Start of Records for the exercise

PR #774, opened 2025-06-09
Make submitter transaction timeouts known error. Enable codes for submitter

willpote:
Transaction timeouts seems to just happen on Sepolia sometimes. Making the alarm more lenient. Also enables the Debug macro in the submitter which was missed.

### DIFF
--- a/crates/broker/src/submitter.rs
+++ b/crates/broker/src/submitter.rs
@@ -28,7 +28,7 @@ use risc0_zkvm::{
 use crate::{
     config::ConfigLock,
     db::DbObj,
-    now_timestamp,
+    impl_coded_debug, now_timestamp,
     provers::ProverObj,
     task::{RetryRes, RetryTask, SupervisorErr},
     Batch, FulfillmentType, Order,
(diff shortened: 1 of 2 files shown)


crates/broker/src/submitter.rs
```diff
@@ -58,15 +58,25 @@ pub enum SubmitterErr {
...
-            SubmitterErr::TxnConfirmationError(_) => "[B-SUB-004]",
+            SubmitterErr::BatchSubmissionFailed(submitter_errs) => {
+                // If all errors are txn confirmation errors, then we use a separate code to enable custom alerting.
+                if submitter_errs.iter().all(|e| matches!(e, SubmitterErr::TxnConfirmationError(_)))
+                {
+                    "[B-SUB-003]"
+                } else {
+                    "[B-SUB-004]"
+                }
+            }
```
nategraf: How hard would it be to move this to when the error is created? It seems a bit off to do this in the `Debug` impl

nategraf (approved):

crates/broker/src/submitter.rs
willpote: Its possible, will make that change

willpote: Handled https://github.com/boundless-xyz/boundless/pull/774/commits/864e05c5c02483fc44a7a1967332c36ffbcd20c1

End of Records for the exercise
Start of Records for the exercise

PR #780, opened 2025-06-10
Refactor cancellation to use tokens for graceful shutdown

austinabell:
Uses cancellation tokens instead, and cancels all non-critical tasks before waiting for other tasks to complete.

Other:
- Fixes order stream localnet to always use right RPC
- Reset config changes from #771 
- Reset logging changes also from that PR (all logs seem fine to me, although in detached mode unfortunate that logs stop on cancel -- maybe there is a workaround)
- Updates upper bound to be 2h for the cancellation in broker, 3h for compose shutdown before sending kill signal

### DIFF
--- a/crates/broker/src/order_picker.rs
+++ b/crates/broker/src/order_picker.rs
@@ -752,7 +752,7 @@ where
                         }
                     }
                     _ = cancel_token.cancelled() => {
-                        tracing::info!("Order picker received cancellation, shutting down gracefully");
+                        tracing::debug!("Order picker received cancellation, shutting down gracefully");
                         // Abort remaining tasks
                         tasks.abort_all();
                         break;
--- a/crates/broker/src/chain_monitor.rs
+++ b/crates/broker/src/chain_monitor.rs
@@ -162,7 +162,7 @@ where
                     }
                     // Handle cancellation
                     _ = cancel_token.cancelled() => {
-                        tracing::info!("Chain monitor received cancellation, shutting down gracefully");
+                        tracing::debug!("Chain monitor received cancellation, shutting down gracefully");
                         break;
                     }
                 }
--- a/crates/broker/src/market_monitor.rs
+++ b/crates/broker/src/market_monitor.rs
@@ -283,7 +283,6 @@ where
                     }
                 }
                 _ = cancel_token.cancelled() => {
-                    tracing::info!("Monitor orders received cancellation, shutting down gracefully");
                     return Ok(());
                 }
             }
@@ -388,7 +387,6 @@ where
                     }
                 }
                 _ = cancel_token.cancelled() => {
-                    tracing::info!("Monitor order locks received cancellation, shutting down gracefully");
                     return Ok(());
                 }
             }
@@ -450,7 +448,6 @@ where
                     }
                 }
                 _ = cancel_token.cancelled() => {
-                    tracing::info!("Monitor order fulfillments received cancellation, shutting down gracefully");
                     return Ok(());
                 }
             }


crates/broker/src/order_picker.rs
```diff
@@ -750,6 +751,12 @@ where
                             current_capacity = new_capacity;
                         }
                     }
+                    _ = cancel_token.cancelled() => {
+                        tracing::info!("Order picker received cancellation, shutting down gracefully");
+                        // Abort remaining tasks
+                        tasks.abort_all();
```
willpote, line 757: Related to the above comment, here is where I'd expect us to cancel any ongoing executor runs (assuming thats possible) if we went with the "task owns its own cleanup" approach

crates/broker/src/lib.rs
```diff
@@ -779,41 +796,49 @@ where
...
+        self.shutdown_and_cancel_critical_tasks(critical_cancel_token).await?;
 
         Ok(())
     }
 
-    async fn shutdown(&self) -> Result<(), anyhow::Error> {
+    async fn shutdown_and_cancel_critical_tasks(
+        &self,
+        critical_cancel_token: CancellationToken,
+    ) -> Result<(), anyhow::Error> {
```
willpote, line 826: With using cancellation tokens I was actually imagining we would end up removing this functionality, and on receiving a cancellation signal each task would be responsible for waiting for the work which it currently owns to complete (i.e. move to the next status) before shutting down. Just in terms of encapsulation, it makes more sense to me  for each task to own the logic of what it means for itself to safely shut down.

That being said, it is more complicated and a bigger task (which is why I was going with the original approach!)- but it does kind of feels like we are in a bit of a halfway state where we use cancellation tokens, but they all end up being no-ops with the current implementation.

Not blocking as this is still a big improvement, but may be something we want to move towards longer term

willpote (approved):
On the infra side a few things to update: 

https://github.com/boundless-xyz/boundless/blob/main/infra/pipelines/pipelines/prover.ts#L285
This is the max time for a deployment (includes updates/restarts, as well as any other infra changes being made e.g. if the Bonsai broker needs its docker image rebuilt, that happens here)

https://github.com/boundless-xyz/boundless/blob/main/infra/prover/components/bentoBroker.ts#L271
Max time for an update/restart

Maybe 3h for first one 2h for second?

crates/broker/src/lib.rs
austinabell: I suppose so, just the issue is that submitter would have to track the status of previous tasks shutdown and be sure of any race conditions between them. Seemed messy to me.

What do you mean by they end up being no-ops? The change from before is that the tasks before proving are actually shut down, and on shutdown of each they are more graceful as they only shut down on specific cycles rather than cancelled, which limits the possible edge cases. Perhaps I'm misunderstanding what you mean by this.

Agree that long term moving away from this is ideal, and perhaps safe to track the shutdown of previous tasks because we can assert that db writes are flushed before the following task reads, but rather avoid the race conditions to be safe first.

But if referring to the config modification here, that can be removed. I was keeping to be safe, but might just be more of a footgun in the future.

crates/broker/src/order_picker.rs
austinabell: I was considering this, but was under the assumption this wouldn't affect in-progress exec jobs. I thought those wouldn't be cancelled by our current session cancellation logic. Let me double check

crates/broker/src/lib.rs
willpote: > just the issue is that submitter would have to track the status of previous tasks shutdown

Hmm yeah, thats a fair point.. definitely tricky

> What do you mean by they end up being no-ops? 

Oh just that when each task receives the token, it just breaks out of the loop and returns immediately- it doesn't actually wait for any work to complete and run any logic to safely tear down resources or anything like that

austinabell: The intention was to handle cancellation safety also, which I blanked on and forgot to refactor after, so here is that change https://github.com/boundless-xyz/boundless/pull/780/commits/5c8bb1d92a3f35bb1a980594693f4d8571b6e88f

End of Records for the exercise

Wherever the string "Result" occurs in the data, copy the line that holds it.

-    async fn shutdown(&self) -> Result<(), anyhow::Error> {
+    ) -> Result<(), anyhow::Error> {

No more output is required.